Bars that break rules need stricter penalties
It seems to me that a stronger slap for bars that do not comply with required guidance might be in order. Shutting down a bar for 24 hours for violating the rules is a tiny slap on the hand.
Now, if they were shut down for 96 hours (four days), hitting their profits, perhaps bars would take this more seriously. The majority of bars I went to were in compliance; one was not.
Yet because four were caught not complying, the mayor punishes them all. Has the mayor ever been in a bar himself, one must wonder?
We can put boundaries on free-market activities
I appreciate Micah Hicks’ review of the importance of global markets and trade for meeting economic and social needs in modern society (“Diversifying Hawaii economy is tough in free- market world,” Star-Advertiser, Island Voices, Aug. 6).
We should be fully aware of the power that money, price and the ease of transporting goods and offering services have on individual and social choices, but our vision and strategies for addressing crises and meeting individual and social needs should not be bound by them.
The COVID-19 pandemic and the climate catastrophe are exposing the vulnerability of this economic model and highlighting the well-known “failures” of relying primarily on markets and trade.
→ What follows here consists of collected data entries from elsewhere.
PR #1334, opened 2019-01-23
Update server.md

streamnsight:
note about fetch not being supported and requiring stubbing / polyfill


bahmutov:
@streamnsight thank you 2nd time for taking time to make a PR. I will take over this, since I am doing this in https://github.com/cypress-io/cypress-documentation/pull/1338 and I feel pointing at the relevant issue is better than suggesting a recipe.

PR #1350, opened 2019-01-25
Typo "can not" -> "cannot"

calvinballing:
Corrected several instances in the docs where "can not" should have instead been "cannot".


jennifer-shehane:
We should add rule `["can[- ]not", "cannot$1"]` to the `.textlintrc` so these are caught in our linter next time.

calvinballing:
I've added this rule to the linter

jennifer-shehane:
@calvinballing Thanks! Yeah, there does seem to be exceptions, but probably better to have it be the default for now. 🤔

PR #1406, opened 2019-02-07
fix: wrong sinon stubbing API

juristr:
The docs seem to be out of date as there is a missing `.getLog()...` in the call to the Sinon stub.


chrisbreiding:
I tried this out and while using `.log()` works, it also works without, so I don't see any need to make it more verbose. It also looks to be [documented to work without `.log()`](https://sinonjs.org/releases/v7.2.3/spy-call/).

PR #1447, opened 2019-02-23
Update Error Handling documentation

### LINKED ISSUE #789: Remove confusing use of '.catch' in Conditional docs
- Either remove or put big warning that "THIS CODE DOES NOT WORK"

https://on.cypress.io/conditional-testing#Error-Recovery

AlexK777:
This doesn't remove `.catch()` from the code examples in the Error Handling section, but it does make it clear the code is not valid and is for demonstration purposes only.

closes #789


jennifer-shehane:
Thanks so much for the contribution! 💯

PR #1468, opened 2019-03-06
add better getCookie example

### LINKED ISSUE #1456: Add example to getCookie API page
to answer this question https://github.com/cypress-io/cypress/issues/3377#issuecomment-468651690

Our command log screenshot kind makes it look synchronous, so an example would be helpful

bahmutov:
- closes #1456


source/api/commands/getcookie.md
```diff
@@ -63,8 +63,43 @@ In this example, on first login, our server sends us back a session cookie.
...
+cy.getCookie('session_id')
+  .should('exist')
+  .then((c) => {
+    // save cookie until we need it
+    cookie = c
+  })
+// some time later, force the "cy.request"
+// to run ONLY after the cookie has been set
+// by placing it inside ".then"
+cy.wrap(null).then(() => {
```
jennifer-shehane: Is this really the best advice we have? cy.wrap(null)? 😥

bahmutov: actually you are right - this is no longer necessary, I can simply do `cy.then`

jennifer-shehane: I don't really think you're supposed to do `cy.then()` either. 😬We have an issue open to convert `.then()` to a child command - rendering this broken https://github.com/cypress-io/cypress/issues/466

Can't you just add in the example something arbitrary to chain it off of? Like... `cy.get('#submit').click().then(...`

bahmutov: reworked it one more time

PR #1472, opened 2019-03-07
tags: sort by dotted-decimal version in changelog

### LINKED ISSUE #1471: javascript sort ftw changelog fail
It sorts the older versions wrong

screenshot 2019-03-07 17 11 57

flotwig:
Fixes #1471 

image

### DIFF
--- a/lib/tags/changelog.js
+++ b/lib/tags/changelog.js
@@ -8,8 +8,9 @@ const rawRender = require('../raw_render')
 const globAsync = Promise.promisify(glob)
 
 const versionNumberSort = (b, a) => {
-  a = path.basename(a).split('.').map((n) => parseInt(n))
-  b = path.basename(b).split('.').map((n) => parseInt(n))
+  a = path.basename(a).split('.').map((n) => Number(n))
+  b = path.basename(b).split('.').map((n) => Number(n))
+
   if (a[0] !== b[0]) {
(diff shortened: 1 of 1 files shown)


lib/tags/changelog.js
```diff
@@ -7,6 +7,20 @@ const rawRender = require('../raw_render')
 
 const globAsync = Promise.promisify(glob)
 
+const versionNumberSort = (b, a) => {
+  a = path.basename(a).split('.').map((n) => parseInt(n))
```
brian-mann: generally best to just use `Number` rather than `parseInt`

```js
path.basename(a).split('.').map(Number)
```

lib/tags/changelog.js
```diff
@@ -18,8 +32,9 @@ module.exports = function changelog (hexo) {
   const pathToChangelogs = path.resolve('source', '_changelogs', '*')
 
   return globAsync(pathToChangelogs)
-  .call('reverse')
   .then((paths) => {
+    paths.sort(versionNumberSort)
```
brian-mann: javascript's mutation sort is usually frowned on... prob better to use `_.sortBy`

flotwig: `_.sortBy` doesn't let you use an arbitrary function to sort by, but I did update the PR to do `Array.sort` into a new array

PR #1486, opened 2019-03-13
Add Proxy Configuration to References

flotwig:
Documents changes from cypress-io/cypress#3531

Is the Configuration page a good spot for this?


flotwig:
@jennifer-shehane Thanks for the review. I moved the proxy configuration to it's own page in References, added some explanations for why Cypress needs a proxy to work and what that looks like, clarified the environment variables thing, and added some of those keywords that people might search for. I also added a section on how to check out their proxy config through the UI.

It might still need some work, so if you want to make some changes, please feel free to pick it up.

Re: adding info on how they can check if they're behind a proxy, I'm not sure about that. There are tools like http://amibehindaproxy.com/ that do some simple HTTP header checks, but it's easy to get a false positive/false negative and it might just confuse users more. I thought about saying "Unsure if you're behind a network proxy? Contact your administrator." in an infobox but I felt like that might be too obvious to bother writing. I'm open to suggestions.

jennifer-shehane:
@flotwig Right, I thought there may be an easier way to determine your proxy server, but I guess you're right - they likely don't have permissions to even check this.

I will review sometime today.

PR #1487, opened 2019-03-13
Fix table borders by making last th, td fill the remaining table width

### LINKED ISSUE #1183: Table headers not expanding for full width of table
Played around a bit with border-collapse and 100% width but couldn't get it quite right.
screen shot 2018-11-30 at 4 00 28 pm

flotwig:
Fixes #1183 

This visual bug has been bothering me more every time I notice it :sweat_smile: Is this a sufficient fix?

## Before

image

image

## After

image

image

### DIFF
--- a/themes/cypress/source/css/_partial/page.scss
+++ b/themes/cypress/source/css/_partial/page.scss
@@ -207,6 +207,10 @@ a.article-edit-link {
 
     td:last-child, th:last-child {
       width: 100%;
+
+      code {
+        white-space: normal;
+      }
     }
 
     tr:nth-child(2n) {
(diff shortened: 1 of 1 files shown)


jennifer-shehane:
Some of the tables seem to end up cramming the lefthand column to be smaller than it reasonably should be. Maybe it's still better? I dunno.

Tried to fix with `white-space: nowrap` but that made some of the tables with long text unreadable as it scrolled to the right forever.

Screen Shot 2019-03-14 at 10 12 42 AM
Screen Shot 2019-03-14 at 10 12 23 AM
Screen Shot 2019-03-14 at 10 11 43 AM
Screen Shot 2019-03-14 at 10 11 06 AM

flotwig:
@jennifer-shehane Looks like setting `white-space: nowrap;` on all cells except for the last cells in the row has the desired effect, wrapping still works fine where needed and doesn't unnecessarily break the first cells:

image

image

image


I had to also make code blocks in the last cell wrap, for Assertions not to look weird:

image

PR #1511, opened 2019-03-22
Add select plugin

### LINKED ISSUE #1508: Explain how commands are chained better in "cy.wait" examples
Content update:

Based on a conversation with a user who was chaining `cy.wait(alias).then(...)` I have noticed that our `cy.wait` page only shows `cy.wait(alias).then((request object) => ...)` examples, but says nothing how this is not necessary if you just want to wait for the network call to happen.

Commands following `cy.wait` wait for it to finish automatically, we need to add an example like the one in slide https://gitpitch.com/cypress-io/testing-workshop-cypress?p=slides/05-xhr#/0/7 and link to section of the docs explaining that commands run serially https://on.cypress.io/introduction-to-cypress#Commands-Run-Serially

```js
it('starts with zero items', () => {
  // start Cypress network server
  // spy on route `GET /todos`
  // THEN visit the page
  cy.server()
  cy.route('GET', '/todos').as('todos')
  cy.visit('/')
  cy.wait('@todos') // wait for `GET /todos` response
    // inspect the server's response
    .its('response.body')
    .should('have.length', 0)
  // then check the DOM
  // note that we don't have to use "cy.wait(...).then(...)"
  // because all Cypress commands are flattened into a single chain
  // automatically. Thus just write "cy.wait(); cy.get();" naturally
  cy.get('li.todo').should('have.length', 0)
})
```

bahmutov:
- add cypress-select-tests
- adds note to `cy.wait alias`, closes #1508

### DIFF
--- a/source/_data/plugins.yml
+++ b/source/_data/plugins.yml
@@ -30,11 +30,6 @@
       link: https://github.com/cypress-io/cypress-webpack-preprocessor
       keywords: [webpack]
 
-    - name: cypress-select-tests
-      description: User space solution for grepping Cypress tests to run
-      link: https://github.com/bahmutov/cypress-select-tests
-      keywords: [browserify]
-
 - name: Development Tools
   plugins:
     - name: CircleCI Cypress Orb
@@ -46,7 +41,7 @@
       description: Several color themes for Cypress test runner
       link: https://github.com/bahmutov/cypress-dark
       keywords: [theme]
-      
+
     - name: cypress-protobuf
       description: Encode a fixture with Protocol Buffers.
       link: https://github.com/NoriSte/cypress-protobuf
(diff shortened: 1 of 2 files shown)


source/_data/plugins.yml
```diff
@@ -30,6 +30,11 @@
       link: https://github.com/cypress-io/cypress-webpack-preprocessor
       keywords: [webpack]
 
+    - name: cypress-select-tests
+      description: User space solution for grepping Cypress tests to run
+      link: https://github.com/bahmutov/cypress-select-tests
+      keywords: [browserify]
+
```
jennifer-shehane: Do you think this is best in preprocessors? I mean, I know it technically is - but wouldn't this be best under development tools?

bahmutov: good point :)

These failures exist even in the best of times, and they are exacerbated in the midst of these crises, including racial inequity and injustice.
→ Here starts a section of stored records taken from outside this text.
PR #1512, opened 2019-03-22
Add doc for window events

### LINKED ISSUE #1465: Add docs for `window:*` events
Document the [new `window:*` events](https://github.com/cypress-io/cypress/issues/2886) and add change to `window:before:unload` to the migration guide.

chrisbreiding:
TODO

- [ ] Do not merge until https://github.com/cypress-io/cypress/issues/3529 is released

Closes #1465

### DIFF
--- a/source/api/events/window-event.md
+++ b/source/api/events/window-event.md
@@ -1,0 +1,61 @@
+---
+title: window:&lt;event&gt;
+---
+
+You can use the `window:<event>` event to listen for arbitrary events on the page's `window`, where `<event>` is any event name that can be listened for on a page's `window`. This is the same as listening to the events with `window.addEventListener` with the following advantages:
+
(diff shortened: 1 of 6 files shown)


source/api/events/window-event.md
```diff
@@ -0,0 +1,61 @@
+---
+title: window:&lt;event&gt;
+---
+
```
jennifer-shehane: What if their page has several `window`s, like if they have iframes on the page, can they listen to the iframe's window events? Can we show an example of this if so?

chrisbreiding: No, it's the status quo as far as iframe support is concerned. It only binds to the AUT's top window. We'll have to do extra work when we add iframe support, but it shouldn't change the API. The window is available as `event.target`, so the user can know which iframe window it is based on that.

This is not to condemn trade and markets. But we need different models and means to overcome our current challenges and achieve a more just, equitable, resilient and therefore sustainable future.
President, Hawaii Interfaith Power and Light
Economic lockdown hurts 99% of population
Can someone explain the logic to me concerning the economic shutdown of Hawaii?
My simple math (probably slightly wrong) indicates the United States, with a population of 329 million people, has had about 160,000 COVID-19 deaths. In Hawaii, with a population of 1.4 million people, there have been about 30 deaths. Yet we continue to keep our economy shut down for less than 1% of the population.
No matter how we handle the epidemic, we would be better off if the economy was reopened. This would include the society at large, including schools, the tourist industry, hotels and more.
Not to trivialize the deaths of our loved ones — they are somebody’s mom, dad, auntie, uncle, sister, brother or friend — I believe we are doing more harm to 99.9% of the population and society in general.
If you are a health risk, it’s up to you, not the government, to protect yourself.
People collect plus-up knowing it’s temporary
People who collect unemployment compensation, including the federal $600 plus-up, know that it is a temporary Band-Aid that can be yanked away at the whim of certain legislators (“$600 plus-up allows people to avoid work,” Star-Advertiser, Letters, Aug. 6).
Perhaps providing for their families is priority No. 1.